Un moment de silence suivit le récit d’Osman. L’émotion d’Anifé était profonde. Dans le carré de mousseline verte qu’Osman venait de jeter sur ses genoux, Anifé avait reconnu le mouchoir dont elle s’était servie pour essuyer son front baigné de sueur froide pendant les longues douleurs de l’enfantement. Grande était sa joie, grande aussi sa reconnaissance pour le jeune homme qui s’était livré à de si patientes recherches pour retrouver son enfant. Deux pensées se succédèrent bientôt dans l’esprit de la pauvre mère, — partir sur-le-champ, accompagnée d’Osman, chercher son enfant, le ramener à Saframbolo, — puis consulter le kadi. C’est à cette dernière pensée que s’arrêta Anifé, toujours en garde contre ses premiers mouvemens.
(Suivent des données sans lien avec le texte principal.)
PR #537, opened 2024-01-22
MNT: Encapsulate quaternion conversions

Gui-FernandesBR:
## Pull request type

## Checklist

## Current behavior
We take quaternions (euler parameters) and calculate euler angles inside the flight class, but this code cannot be reused in other applications.

## New behavior
- The quaternions -> angles conversions were moved to the tools.py module, thus allowing for other classes to access these functions.
- The Flight class was adjusted to use the new functions.

## Breaking change

- [x] No (I'm not sure if we should create a new .py file just to put these functions or not.) 

## Additional information
This is going to be quite useful for the `rocketpy.simulation.FlightDataImporter` class.

### DIFF
--- a/.pylintrc
+++ b/.pylintrc
@@ -436,6 +436,7 @@ disable=raw-checker-failed,
         no-else-return,
         inconsistent-return-statements,
         unspecified-encoding,
+        no-member, # because we use funcify_method decorator
 
 # Enable the message, report, category or checker with the given id(s). You can
 # either give multiple identifier separated by comma (,) or put this option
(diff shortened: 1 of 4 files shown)


phmbressan (commented):
The documentation helps, but I have a minor issue with the naming schema of the created functions.

You certainly have more experience on quaternions than I, so I would like to hear your opinion:

- Except the `precession` one, the names end up with the angle naming convention used for RocketPy (`phi`,  `theta`).

- I know this is a common angle convention, but I am not sure of it is universal. So I believe it would be better to name them after their "physical angle", such as `precession` and `nutation`.

Gui-FernandesBR:
> The documentation helps, but I have a minor issue with the naming schema of the created functions.
> 
> You certainly have more experience on quaternions than I, so I would like to hear your opinion:
> 
> * Except the `precession` one, the names end up with the angle naming convention used for RocketPy (`phi`,  `theta`).
> * I know this is a common angle convention, but I am not sure of it is universal. So I believe it would be better to name them after their "physical angle", such as `precession` and `nutation`.

You have a good point.
I solved that with the [cdb42ec](https://github.com/RocketPy-Team/RocketPy/pull/537/commits/cdb42ece907a26f6b941eb404118607396214f76).

Can you please re-review it?

MateusStano (approved):

PR #541, opened 2024-01-25
MNT: delete tools.cached_property (fix #531)

### LINKED ISSUE #531: MNT: delete tools.cached_property

Since we no longer support python 3.7, we don't need to keep our own implementation of the cached_property decorator.

- [x] Delete the cached_property definition inside the tools.py module.
- [x] Adjust all the imports throughout the rocketpy module

In order to avoid breaking changes, I think we could import the `cached_property` in the tools.py module so it doesn't break when we do `from rocketpy.tools import cached_property`

dyu056:
## Pull request type

- [ v] Code changes (bugfix, features)

## Checklist

- [ v] Tests for the changes have been added (if needed)
- [ v] Docs have been reviewed and added / updated
- [ v] Lint (`black rocketpy/ tests/`) has passed locally 
- [ v] All tests (`pytest --runslow`) have passed locally

## Current behavior

Issue 531, current behavior doesn't change too much

## New behavior

Issue 531, current behavior doesn't change too much

## Breaking change

- [ ] Yes
- [ v] No

## Additional information

Enter text here...

### DIFF
--- a/rocketpy/environment/environment_analysis.py
+++ b/rocketpy/environment/environment_analysis.py
@@ -8,6 +8,11 @@ import netCDF4
 import numpy as np
 import pytz
 
+try:
+    from functools import cached_property
+except ImportError:
+    from ..tools import cached_property
+
 from ..mathutils.function import Function
 from ..plots.environment_analysis_plots import _EnvironmentAnalysisPlots
 from ..prints.environment_analysis_prints import _EnvironmentAnalysisPrints
@@ -21,11 +26,6 @@ from ..tools import (
 )
 from ..units import convert_units
 from .environment import Environment
-
-try:
-    from functools import cached_property
-except ImportError:
-    from ..tools import cached_property
 
 # TODO: the average_wind_speed_profile_by_hour and similar methods could be more abstract than currently are
 
--- a/rocketpy/tools.py
+++ b/rocketpy/tools.py
@@ -6,35 +6,12 @@ from bisect import bisect_left
 import pytz
 from cftime import num2pydate
 from packaging import version as packaging_version
+from functools import cached_property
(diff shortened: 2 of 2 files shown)


rocketpy/environment/environment_analysis.py
```diff
@@ -8,6 +8,11 @@
 import numpy as np
 import pytz
 
+try:
+    from functools import cached_property
+except ImportError:
+    from ..tools import cached_property
```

Le kadi, appelé par Osman, ne se fit pas attendre. On le mit au fait de la grande découverte, puis Anifé lui raconta son entretien avec Selim et l’espoir que cet entretien lui avait donné. Le kadi réfléchit un moment, et prononça qu’il fallait attendre le résultat de la démarche tentée par Selim. — Il ne s’agit pas seulement, dit-il, de retrouver notre enfant, il importe aussi de bien établir son identité, et d’empêcher qu’un jour Maleka ne lui conteste ses droits à l’héritage de ses parens. Supposons que nous allions dès aujourd’hui nous emparer du petit, que nous le ramenions à la maison, que nous le déclarions à nous : qui nous croira ? quelles preuves donnerons-nous que c’est bien là notre enfant ? Le bruit de sa mort est désormais accrédité parmi toutes nos connaissances : comment prouverons-nous que ce bruit est dénué de tout fondement ? Maleka ne manquera pas de soutenir que nous avons voulu donner le change à la douleur de sa mère ; peut-être même ira-t-elle jusqu’à prétendre que nous supposons l’existence d’un héritier d’Ismaïl pour nous assurer les biens qui, après la mort du bey, retourneraient, faute d’un fils, à sa première femme. Ceux qui nous ont enlevé notre enfant, dit en terminant le kadi, ceux-là seuls peuvent nous le rendre, et puisque nous avons l’espoir de l’obtenir de leurs propres mains, ce serait compromettre notre avenir et le sien que d’agir avec précipitation. »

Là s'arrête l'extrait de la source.